(Supplied records)

PR #6374, opened 2016-01-11
Don't round remote datasets size when they are bigger than 1GB

### LINKED ISSUE #6340: User can't import data library dataset even with enough data storage space & import limit
@rafatower 

S/B 7574555

With over 1GB of data storage available and just over 1GB import limit, a 1GB Data Library dataset appears in red so that user is unable to connect it.

## Context

data storage = 1.5GB total
data storage currently used = .2GB
max import row limit = 5,000,000
max import file size = 1073741824 bytes

Data Library dataset to be connected = US Block Groups (tl_2014_block_groups)

## Process

1. Set test account to the above limits in SuperAdmin 
2. Log into test account
3. Go to Datasets page & click on Data Library
4. Search for US Block Groups 

## Expected result

When US Block Groups is found in Data Library search results, it should be able to be connected instead of showing red/unable to be connected.

## Current result

screen shot 2015-12-29 at 2 58 57 pm

----
The dataset can be connected when I increase my team account's max import size limit to 1.5GB (with over 1GB data storage available, and 7,500,000 rows max). 

If the dataset is actually larger than 1GB, can we change the UI to show that?

[not sure if [this](https://github.com/CartoDB/cartodb/issues/5315) is related]

xavijam:
screen shot 2016-01-11 at 15 41 53

Fixes #6340.

cc @ztephm

### DIFF
--- a/lib/assets/javascripts/cartodb/common/dialogs/create/listing/datasets/remote_dataset_item_view.js
+++ b/lib/assets/javascripts/cartodb/common/dialogs/create/listing/datasets/remote_dataset_item_view.js
@@ -57,7 +57,10 @@ module.exports = DatasetItem.extend({
 
     var datasetSize = table.get('size');
     if (datasetSize >= 0) {
-      d.datasetSize = Utils.readablizeBytes(datasetSize, true);
+      d.datasetSize = Utils.readablizeBytes(
+        datasetSize,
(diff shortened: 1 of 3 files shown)


ztephm:
Thanks @xavijam !

PR #6334, opened 2015-12-29
Remove custom basemaps for google users

xavijam:
Don't let google users add a custom basemap.

Fixes https://github.com/CartoDB/cartodb-platform/issues/1132.
Fixes https://github.com/CartoDB/cartodb-platform/issues/1320.

cc @luisbosque @yasharora73
CR: @javierarce

PR #6375, opened 2016-01-11
Don't let google users add custom XYZ/TMZ/... basemaps

xavijam:
It comes from this merged [PR](https://github.com/CartoDB/cartodb/pull/6334) and then [reverted](https://github.com/CartoDB/cartodb/pull/6359) due to color was disabled too.

---

Standard user:
screen shot 2016-01-11 at 16 05 42

screen shot 2016-01-12 at 11 58 06

---
Google user (_*don't take into account small previews, they are wrong_):
screen shot 2016-01-11 at 16 05 55

screen shot 2016-01-12 at 11 59 37

---

cc @yasharora73 @javisantana @saleiva

### DIFF
--- a/lib/assets/javascripts/cartodb/table/basemap/basemap_dropdown/color_basemap.js
+++ b/lib/assets/javascripts/cartodb/table/basemap/basemap_dropdown/color_basemap.js
@@ -42,9 +42,9 @@ cdb.admin.BackgroundMapColorView = cdb.admin.BaseLayerButton.extend({
 
   _changeModel: function() {
     if (this.model) {
-      this.model.unbind(null, null, this);  
+      this.model.unbind(null, null, this);
     }
-    
+
     this.model = this.map.getBaseLayer();
     this._initBinds();
     this.render();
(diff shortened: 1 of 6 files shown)


xavijam:
@javierarce same you reviewed in https://github.com/CartoDB/cartodb/pull/6334, but now custom color/img is still available for any user type, could you take a look in any case?

lib/assets/javascripts/cartodb/table/basemap/basemap_dropdown/color_basemap.js
```diff
@@ -60,11 +60,11 @@ cdb.admin.BackgroundMapColorView = cdb.admin.BaseLayerButton.extend({
     this.color_picker = new cdb.admin.ColorPicker({
       className: 'dropdown color_picker basemap border vertical_offset',
       target: this.$el,
-      vertical_position: "down",
+      vertical_position: "up",
```
xavijam: Just moving the position of the basemap color picker.

javierarce: When you say 'is still available for any user type' … you mean that's the expected behaviour or is a bug?

xavijam: Set a colored basemap should be only enabled for standard users (no for google ones) but seems like it is being used, so we will leave as it is. We will manage that non-desired feature in the new editor, I guess.

javierarce:
:+1: Code looks good to me.

lib/assets/javascripts/cartodb/table/basemap/basemap_dropdown/color_basemap.js
javierarce: :ok_hand:

PR #6379, opened 2016-01-12
HOTFIX: Add usage metrics to the importer georeferencer

ethervoid:
Added usage metrics to the import georeferencer


rafatower:
Ok, but we should consider using the factory for that instead. Feel free to add a comment/ticket to remember in the future.

ethervoid:
I thought about it but I didn't want to couple it with the factory. I dunno...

(End Supplied records)

What is required -> There is a line with "[not sure if" and a line with "CR: @javierarce" above. Copy exactly those two lines and all lines between them, with nothing else.

Solution ->
[not sure if [this](https://github.com/CartoDB/cartodb/issues/5315) is related]

xavijam:
screen shot 2016-01-11 at 15 41 53

Fixes #6340.

cc @ztephm

### DIFF
--- a/lib/assets/javascripts/cartodb/common/dialogs/create/listing/datasets/remote_dataset_item_view.js
+++ b/lib/assets/javascripts/cartodb/common/dialogs/create/listing/datasets/remote_dataset_item_view.js
@@ -57,7 +57,10 @@ module.exports = DatasetItem.extend({
 
     var datasetSize = table.get('size');
     if (datasetSize >= 0) {
-      d.datasetSize = Utils.readablizeBytes(datasetSize, true);
+      d.datasetSize = Utils.readablizeBytes(
+        datasetSize,
(diff shortened: 1 of 3 files shown)


ztephm:
Thanks @xavijam !

PR #6334, opened 2015-12-29
Remove custom basemaps for google users

xavijam:
Don't let google users add a custom basemap.

Fixes https://github.com/CartoDB/cartodb-platform/issues/1132.
Fixes https://github.com/CartoDB/cartodb-platform/issues/1320.

cc @luisbosque @yasharora73
CR: @javierarce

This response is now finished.